Nexla API supports methods to delete any dataset that the authenticated user has administrative/ownership rights to.

If the dataset is paused and does not have any associated downstream resources Nexla can delete the dataset safely. A successful request to delete a dataset returns Ok (200) with no response body.
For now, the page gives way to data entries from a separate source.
PR #1742, opened 2021-07-23
Add dict_converter parameter to toJs

### LINKED ISSUE #1529: Passing python dict into a js function

hoodmane:
This resolves #1529 by allowing `dict_converter=Object.fromEntries`.

Perhaps we should rename the options for `toJs` to follow the Javascript naming conventions (so then `to_js` would have `dict_converter` and `toJs` would have `dictConverter`.

### DIFF
--- a/src/core/python2js.c
+++ b/src/core/python2js.c
@@ -20,11 +20,20 @@ _python2js_immutable(PyObject* x);
 int
 _python2js_add_to_cache(PyObject* cache, PyObject* pyparent, JsRef jsparent);
 
-typedef struct
+struct ConversionContext_s;
+
+typedef struct ConversionContext_s
 {
   PyObject* cache;
   int depth;
   JsRef proxies;
+  JsRef jscontext;
+  JsRef (*dict_new)(struct ConversionContext_s context);
+  int (*dict_add_keyvalue)(JsRef target,
+                           JsRef key,
+                           JsRef value,
+                           struct ConversionContext_s context);
+  JsRef (*dict_post)(JsRef dict, struct ConversionContext_s context);
 } ConversionContext;
 
 JsRef
@@ -156,7 +165,8 @@ _python2js_dict(PyObject* x, ConversionContext context)
   // result:
   JsRef jsdict = NULL;
 
-  jsdict = JsMap_New();
+  jsdict = context.dict_new(context);
+  FAIL_IF_NULL(jsdict);
   FAIL_IF_MINUS_ONE(_python2js_add_to_cache(context.cache, x, jsdict));
   PyObject *pykey, *pyval;
   Py_ssize_t pos = 0;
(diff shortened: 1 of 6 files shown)


src/py/_pyodide/_core_docs.py
```diff
@@ -144,22 +145,30 @@ def to_js(
...
-        pyproxies: JsProxy, default = None
-            Should be a Javascript ``Array``. If provided, any ``PyProxies`` generated
-            will be stored here. You can later use :any:`destroy_proxies` if you want
-            to destroy the proxies from Python (or from Javascript you can just iterate
-            over the ``Array`` and destroy the proxies).
-
-        create_pyproxies: bool, default=True
-            If you set this to False, :any:`to_js` will raise an error
-
+        obj : Any The Python object to convert
```
rth, line 148: Even, if this seems to currently render fine, there is really a spec for Python docstrings so it should be,
```
x : type
    Description of parameter `x`.
```
with optionally a default value, as it was before. Indentation value for the Description doesn't matter. https://numpydoc.readthedocs.io/en/latest/format.html#parameters

src/core/python2js.c
```diff
@@ -486,6 +511,85 @@ python2js_with_depth(PyObject* x, int depth, JsRef proxies)
...
+}
+
+JsRef
+python2js_custom_dict_converter(PyObject* x,
+                                int depth,
+                                JsRef proxies,
+                                JsRef dict_converter)
+{
+  if (dict_converter == NULL) {
+    return python2js_with_depth(x, depth, proxies);
```
rth, line 572: Maybe add a comment that by default it converts to a Map?

rth (commented):
Thanks! Generally LGTM, except that the formatting of Python docstrings in to_js would need to be reverted. (could `[skip ci]` in commits) (cf comment below)

src/py/_pyodide/_core_docs.py
hoodmane: Oops, my text editor textwrap tool did this.

hoodmane: This is why I had the blank lines in there before.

If the dataset is active or there are downstream resources that will be impacted Nexla will not trigger deletion and instead return a failure message informing about the reason for denying deletion of the dataset.

Delete Dataset: Request
DELETE /data_sets/{data_set_id}
Delete Dataset: Response
Empty response with status 200 for success
Error response with reason if dataset could not be deleted

Activate and Pause Datas

Trigger Nexla to start ingesting data immediately by calling the activation method on that source. Note that Nexla source usually contains parameters to schedule automatic ingestion based on cron intervals or completion of other jobs. This activation method triggers an ingestion in addition to the scheduled automatic source ingestion.

Activate Source: Request
PUT /data_sources/{data_source_id}/activate

On the flip side, call the pause method to immediately stop ingestion on that source. Any subsequent scheduled ingestion intervals will be ignored as long as the source is paused.

Pause Source: Request
PUT /data_sources/{data_source_id}/pause

Monitor Dataset

See the section on Monitoring resources for method to view dataset errors, notifications, quarantine samples, and audit logs.